▶ **Exercise data**:
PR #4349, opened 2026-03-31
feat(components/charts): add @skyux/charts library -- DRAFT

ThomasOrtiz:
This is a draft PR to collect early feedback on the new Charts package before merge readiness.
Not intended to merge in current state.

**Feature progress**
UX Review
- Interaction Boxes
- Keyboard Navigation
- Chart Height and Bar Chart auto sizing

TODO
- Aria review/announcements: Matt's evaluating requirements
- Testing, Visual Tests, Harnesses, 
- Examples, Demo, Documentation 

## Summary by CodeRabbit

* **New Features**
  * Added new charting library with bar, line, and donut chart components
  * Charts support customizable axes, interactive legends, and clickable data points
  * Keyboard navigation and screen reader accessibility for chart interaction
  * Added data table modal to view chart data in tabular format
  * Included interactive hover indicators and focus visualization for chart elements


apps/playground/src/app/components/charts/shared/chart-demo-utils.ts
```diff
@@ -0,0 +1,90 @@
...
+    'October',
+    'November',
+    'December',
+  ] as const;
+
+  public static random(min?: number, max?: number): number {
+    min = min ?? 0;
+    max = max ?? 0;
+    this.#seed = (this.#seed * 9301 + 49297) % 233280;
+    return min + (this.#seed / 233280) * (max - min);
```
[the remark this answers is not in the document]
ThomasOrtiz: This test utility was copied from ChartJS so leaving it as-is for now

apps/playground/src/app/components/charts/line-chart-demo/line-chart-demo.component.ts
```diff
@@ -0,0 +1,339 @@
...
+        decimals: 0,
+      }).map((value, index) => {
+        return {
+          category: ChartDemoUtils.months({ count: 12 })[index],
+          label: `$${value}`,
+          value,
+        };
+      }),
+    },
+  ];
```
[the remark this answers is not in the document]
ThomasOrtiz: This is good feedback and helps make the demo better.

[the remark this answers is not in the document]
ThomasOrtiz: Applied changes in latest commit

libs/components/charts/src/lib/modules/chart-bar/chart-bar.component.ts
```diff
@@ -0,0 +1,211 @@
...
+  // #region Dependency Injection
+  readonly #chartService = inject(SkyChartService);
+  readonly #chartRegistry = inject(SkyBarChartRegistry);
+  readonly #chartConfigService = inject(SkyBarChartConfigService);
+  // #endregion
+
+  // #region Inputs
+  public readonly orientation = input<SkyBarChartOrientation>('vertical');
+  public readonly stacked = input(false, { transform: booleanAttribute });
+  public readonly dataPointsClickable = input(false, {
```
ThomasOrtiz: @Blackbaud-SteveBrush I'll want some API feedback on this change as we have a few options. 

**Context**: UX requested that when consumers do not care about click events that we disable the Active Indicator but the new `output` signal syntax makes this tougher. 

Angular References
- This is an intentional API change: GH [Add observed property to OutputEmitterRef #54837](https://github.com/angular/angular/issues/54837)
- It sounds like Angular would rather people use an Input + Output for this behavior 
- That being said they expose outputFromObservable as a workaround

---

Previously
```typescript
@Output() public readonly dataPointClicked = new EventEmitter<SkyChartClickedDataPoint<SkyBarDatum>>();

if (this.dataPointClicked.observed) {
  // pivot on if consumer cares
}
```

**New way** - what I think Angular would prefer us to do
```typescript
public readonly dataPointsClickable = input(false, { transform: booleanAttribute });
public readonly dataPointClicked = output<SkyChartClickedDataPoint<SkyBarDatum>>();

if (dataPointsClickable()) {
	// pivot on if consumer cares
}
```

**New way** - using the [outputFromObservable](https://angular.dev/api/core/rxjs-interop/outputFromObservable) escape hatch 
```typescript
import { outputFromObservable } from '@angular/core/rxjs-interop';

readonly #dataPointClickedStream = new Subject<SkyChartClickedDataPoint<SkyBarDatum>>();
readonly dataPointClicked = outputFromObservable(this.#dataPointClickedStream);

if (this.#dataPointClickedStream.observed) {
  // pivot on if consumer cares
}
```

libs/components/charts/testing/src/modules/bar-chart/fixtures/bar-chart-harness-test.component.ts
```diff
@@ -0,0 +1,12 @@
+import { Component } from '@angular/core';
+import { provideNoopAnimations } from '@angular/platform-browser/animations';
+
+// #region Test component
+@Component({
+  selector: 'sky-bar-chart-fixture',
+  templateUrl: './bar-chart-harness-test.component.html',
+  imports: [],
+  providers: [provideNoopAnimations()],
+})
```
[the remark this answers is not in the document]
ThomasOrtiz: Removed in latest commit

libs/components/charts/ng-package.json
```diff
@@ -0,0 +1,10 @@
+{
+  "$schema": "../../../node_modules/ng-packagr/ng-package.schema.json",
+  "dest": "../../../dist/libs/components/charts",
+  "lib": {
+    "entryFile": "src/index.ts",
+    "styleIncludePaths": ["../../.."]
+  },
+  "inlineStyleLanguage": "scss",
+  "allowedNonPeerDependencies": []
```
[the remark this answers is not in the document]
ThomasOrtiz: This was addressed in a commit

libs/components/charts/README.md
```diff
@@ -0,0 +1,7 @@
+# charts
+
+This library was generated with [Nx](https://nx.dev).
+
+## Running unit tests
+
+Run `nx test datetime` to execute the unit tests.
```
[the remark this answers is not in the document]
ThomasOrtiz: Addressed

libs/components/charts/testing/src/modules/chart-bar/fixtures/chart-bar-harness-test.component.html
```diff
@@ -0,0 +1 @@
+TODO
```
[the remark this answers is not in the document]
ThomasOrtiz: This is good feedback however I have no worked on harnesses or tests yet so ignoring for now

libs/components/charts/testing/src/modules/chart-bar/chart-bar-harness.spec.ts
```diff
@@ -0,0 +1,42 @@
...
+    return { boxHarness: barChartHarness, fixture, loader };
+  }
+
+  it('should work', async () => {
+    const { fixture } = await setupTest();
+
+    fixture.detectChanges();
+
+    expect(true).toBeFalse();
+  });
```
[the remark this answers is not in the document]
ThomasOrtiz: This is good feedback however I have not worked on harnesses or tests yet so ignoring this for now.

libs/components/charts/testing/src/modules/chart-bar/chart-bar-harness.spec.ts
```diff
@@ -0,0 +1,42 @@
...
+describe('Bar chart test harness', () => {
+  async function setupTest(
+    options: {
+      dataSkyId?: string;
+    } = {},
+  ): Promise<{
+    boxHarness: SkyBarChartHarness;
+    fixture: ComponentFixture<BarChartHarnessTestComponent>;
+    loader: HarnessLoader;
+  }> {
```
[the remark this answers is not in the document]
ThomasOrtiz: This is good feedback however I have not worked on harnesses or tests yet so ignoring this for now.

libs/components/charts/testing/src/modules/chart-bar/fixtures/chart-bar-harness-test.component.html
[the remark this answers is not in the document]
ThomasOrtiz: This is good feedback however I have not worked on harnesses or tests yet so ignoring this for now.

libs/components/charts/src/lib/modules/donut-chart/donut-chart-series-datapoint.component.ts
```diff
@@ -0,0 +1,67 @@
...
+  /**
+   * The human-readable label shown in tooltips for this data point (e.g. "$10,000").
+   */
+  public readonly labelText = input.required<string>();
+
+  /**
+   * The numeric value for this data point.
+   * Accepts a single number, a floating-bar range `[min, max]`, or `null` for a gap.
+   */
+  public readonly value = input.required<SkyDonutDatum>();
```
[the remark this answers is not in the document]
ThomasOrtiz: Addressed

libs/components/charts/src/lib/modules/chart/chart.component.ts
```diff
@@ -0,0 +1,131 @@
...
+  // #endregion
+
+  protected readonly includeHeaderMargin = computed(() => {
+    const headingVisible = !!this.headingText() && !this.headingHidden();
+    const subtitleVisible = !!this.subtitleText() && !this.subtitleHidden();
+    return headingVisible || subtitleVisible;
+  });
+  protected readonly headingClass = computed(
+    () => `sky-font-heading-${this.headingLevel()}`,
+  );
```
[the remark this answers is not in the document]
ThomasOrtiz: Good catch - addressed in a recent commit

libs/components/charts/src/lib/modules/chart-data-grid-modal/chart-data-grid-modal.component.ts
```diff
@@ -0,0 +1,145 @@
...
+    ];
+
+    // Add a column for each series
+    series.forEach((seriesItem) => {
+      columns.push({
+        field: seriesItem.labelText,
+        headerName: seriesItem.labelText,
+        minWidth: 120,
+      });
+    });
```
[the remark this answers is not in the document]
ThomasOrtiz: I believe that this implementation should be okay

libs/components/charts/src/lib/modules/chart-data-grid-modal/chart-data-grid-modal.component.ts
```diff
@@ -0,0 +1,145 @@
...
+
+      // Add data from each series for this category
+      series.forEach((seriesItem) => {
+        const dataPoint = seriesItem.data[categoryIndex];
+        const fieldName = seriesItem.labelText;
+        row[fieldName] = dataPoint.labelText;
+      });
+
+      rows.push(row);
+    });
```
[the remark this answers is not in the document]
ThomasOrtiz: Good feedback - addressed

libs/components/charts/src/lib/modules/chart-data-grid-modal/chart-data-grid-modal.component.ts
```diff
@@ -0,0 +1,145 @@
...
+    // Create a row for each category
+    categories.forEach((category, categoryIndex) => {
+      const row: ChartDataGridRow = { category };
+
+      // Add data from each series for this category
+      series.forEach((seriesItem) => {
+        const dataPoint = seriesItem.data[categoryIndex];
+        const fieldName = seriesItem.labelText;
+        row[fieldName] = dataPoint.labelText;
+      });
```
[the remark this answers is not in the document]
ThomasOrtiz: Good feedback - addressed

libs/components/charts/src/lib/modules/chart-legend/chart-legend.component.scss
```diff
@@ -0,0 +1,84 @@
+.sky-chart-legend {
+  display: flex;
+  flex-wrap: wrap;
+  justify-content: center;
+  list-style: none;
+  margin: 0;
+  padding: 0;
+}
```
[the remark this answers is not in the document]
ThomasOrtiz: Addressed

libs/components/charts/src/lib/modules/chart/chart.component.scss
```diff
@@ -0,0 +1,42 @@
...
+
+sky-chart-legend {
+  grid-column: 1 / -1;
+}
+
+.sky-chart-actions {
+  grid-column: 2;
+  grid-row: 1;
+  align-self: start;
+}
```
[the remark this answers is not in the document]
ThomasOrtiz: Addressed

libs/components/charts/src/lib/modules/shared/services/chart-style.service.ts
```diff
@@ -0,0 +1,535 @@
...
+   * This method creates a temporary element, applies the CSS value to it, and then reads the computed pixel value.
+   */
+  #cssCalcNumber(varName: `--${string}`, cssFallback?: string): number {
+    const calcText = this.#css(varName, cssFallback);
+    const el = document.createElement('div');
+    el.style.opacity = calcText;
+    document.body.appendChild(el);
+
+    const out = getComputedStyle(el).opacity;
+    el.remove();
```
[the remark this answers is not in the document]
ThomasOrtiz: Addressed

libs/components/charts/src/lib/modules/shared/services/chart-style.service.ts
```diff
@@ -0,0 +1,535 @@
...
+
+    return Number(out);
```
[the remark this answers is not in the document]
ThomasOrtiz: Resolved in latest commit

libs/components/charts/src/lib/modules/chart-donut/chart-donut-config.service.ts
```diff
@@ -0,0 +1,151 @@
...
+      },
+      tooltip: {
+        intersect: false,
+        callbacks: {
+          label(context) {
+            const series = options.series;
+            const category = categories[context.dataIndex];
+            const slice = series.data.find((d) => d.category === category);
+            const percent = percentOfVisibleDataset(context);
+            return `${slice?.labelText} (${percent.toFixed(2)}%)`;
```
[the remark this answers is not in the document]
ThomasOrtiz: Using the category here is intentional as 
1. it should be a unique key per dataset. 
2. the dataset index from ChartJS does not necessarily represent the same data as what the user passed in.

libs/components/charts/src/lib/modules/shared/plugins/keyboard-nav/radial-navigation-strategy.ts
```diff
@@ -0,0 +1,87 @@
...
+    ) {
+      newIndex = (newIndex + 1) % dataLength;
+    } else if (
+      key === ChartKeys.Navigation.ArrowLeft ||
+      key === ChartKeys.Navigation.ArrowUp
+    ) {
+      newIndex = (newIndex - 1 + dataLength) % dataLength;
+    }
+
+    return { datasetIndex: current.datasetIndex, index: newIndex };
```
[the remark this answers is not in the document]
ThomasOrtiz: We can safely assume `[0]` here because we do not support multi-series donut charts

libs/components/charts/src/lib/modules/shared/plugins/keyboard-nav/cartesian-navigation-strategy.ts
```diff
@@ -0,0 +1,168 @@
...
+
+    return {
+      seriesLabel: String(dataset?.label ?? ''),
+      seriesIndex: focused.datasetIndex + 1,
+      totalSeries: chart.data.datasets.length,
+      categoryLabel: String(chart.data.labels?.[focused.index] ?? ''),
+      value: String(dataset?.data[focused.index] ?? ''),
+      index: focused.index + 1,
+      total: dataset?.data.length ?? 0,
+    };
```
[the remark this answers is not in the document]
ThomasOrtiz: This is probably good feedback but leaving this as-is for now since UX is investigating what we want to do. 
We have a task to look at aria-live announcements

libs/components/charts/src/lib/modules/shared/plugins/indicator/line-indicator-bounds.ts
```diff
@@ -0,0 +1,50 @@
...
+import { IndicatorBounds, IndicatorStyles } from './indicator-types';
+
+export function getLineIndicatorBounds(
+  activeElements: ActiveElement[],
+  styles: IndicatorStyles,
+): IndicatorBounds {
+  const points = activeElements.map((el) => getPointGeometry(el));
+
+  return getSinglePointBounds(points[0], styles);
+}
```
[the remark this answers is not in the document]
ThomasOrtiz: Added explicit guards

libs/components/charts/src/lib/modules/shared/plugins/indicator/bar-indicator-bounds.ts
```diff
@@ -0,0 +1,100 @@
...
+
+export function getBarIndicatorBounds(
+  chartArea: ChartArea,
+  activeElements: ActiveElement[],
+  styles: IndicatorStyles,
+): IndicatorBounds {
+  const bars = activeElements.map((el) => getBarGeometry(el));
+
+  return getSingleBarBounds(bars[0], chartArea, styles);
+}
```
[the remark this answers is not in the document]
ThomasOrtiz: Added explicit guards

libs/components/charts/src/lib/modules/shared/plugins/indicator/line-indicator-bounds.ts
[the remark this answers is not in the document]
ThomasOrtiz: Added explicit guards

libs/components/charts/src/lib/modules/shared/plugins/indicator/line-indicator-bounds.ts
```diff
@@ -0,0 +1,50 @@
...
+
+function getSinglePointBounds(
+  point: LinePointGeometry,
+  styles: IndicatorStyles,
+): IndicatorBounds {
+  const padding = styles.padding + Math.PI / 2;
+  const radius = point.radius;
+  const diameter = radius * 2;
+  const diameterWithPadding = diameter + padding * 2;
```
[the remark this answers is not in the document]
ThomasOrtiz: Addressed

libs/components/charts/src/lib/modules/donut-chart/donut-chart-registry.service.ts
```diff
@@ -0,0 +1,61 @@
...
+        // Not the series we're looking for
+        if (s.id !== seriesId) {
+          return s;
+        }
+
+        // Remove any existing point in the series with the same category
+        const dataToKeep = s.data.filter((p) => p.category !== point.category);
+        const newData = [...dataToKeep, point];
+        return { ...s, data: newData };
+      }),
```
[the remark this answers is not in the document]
---
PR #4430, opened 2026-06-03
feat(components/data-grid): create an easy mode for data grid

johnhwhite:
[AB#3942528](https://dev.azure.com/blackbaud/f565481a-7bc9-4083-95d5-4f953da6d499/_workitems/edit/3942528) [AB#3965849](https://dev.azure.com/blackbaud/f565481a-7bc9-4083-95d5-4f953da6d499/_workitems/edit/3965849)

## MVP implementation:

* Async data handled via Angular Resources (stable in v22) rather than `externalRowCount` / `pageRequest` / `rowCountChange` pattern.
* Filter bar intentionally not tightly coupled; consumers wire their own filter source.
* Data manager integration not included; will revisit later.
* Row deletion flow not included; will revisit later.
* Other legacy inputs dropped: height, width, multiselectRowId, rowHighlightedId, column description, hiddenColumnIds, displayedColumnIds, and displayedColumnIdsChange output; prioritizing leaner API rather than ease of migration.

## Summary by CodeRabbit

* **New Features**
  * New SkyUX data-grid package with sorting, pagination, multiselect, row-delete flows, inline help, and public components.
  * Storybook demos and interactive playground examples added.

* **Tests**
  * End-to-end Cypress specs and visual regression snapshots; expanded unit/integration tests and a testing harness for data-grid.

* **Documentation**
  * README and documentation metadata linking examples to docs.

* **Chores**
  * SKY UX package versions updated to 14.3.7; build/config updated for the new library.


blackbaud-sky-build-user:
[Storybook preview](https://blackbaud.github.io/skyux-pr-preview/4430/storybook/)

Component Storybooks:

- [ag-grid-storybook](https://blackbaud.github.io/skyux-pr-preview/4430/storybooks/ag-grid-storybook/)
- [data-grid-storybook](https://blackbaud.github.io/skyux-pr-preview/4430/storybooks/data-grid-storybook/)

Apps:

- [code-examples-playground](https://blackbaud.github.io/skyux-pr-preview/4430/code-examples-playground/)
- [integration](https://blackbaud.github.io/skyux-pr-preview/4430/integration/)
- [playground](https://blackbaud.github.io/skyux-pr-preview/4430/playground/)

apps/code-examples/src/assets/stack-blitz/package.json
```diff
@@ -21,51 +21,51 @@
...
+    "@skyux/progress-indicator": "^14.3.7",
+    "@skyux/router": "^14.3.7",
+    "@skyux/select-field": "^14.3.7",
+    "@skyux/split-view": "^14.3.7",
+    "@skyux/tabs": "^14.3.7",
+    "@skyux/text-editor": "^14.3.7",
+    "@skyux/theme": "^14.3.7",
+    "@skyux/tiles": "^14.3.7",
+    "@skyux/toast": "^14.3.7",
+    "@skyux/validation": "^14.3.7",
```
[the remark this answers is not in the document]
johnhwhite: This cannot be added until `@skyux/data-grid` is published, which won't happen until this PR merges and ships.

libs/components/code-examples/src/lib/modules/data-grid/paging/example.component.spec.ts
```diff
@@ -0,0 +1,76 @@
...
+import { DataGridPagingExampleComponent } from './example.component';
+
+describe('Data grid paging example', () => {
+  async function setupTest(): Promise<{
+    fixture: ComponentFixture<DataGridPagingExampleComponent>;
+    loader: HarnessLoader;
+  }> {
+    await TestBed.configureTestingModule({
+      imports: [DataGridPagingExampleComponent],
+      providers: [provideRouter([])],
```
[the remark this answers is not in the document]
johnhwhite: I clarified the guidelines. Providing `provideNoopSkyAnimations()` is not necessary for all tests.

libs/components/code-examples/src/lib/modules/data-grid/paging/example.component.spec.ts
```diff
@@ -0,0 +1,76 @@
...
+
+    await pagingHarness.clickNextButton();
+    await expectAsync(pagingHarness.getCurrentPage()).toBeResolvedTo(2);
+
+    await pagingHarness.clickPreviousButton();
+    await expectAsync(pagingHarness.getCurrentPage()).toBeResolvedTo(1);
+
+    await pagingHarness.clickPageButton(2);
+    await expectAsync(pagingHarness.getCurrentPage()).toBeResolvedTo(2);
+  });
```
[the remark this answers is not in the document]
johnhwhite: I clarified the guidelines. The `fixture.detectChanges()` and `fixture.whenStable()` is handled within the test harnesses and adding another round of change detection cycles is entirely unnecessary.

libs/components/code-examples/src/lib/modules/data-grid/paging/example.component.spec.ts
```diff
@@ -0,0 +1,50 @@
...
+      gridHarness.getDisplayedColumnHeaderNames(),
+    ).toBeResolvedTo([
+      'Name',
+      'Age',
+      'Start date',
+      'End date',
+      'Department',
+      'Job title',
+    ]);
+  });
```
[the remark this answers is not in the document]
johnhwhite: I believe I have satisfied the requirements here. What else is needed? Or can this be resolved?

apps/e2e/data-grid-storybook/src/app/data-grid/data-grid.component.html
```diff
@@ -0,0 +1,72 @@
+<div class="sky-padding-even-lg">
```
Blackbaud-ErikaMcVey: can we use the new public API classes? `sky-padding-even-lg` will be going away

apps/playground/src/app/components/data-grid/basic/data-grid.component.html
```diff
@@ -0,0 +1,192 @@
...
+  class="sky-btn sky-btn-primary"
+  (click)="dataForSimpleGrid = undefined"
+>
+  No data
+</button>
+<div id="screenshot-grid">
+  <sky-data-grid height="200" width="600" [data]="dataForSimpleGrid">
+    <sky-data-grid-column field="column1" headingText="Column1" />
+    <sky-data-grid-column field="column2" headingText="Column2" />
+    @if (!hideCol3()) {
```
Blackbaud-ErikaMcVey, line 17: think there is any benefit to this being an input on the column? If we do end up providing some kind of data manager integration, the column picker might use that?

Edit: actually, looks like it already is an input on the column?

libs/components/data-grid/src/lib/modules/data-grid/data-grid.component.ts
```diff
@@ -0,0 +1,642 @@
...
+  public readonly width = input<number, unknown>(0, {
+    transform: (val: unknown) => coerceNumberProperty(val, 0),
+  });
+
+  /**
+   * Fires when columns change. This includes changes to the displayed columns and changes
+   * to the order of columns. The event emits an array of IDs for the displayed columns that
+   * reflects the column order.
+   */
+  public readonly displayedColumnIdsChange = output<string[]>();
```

▶ **Exercise instructions**: Beginning with the line that has "PR #4349, opened 2026-03-31" and ending with the line that has "- Interaction Boxes", set down the lines above exactly and include no others.

▶ **Your solution**:
PR #4349, opened 2026-03-31
feat(components/charts): add @skyux/charts library -- DRAFT

ThomasOrtiz:
This is a draft PR to collect early feedback on the new Charts package before merge readiness.
Not intended to merge in current state.

**Feature progress**
UX Review
- Interaction Boxes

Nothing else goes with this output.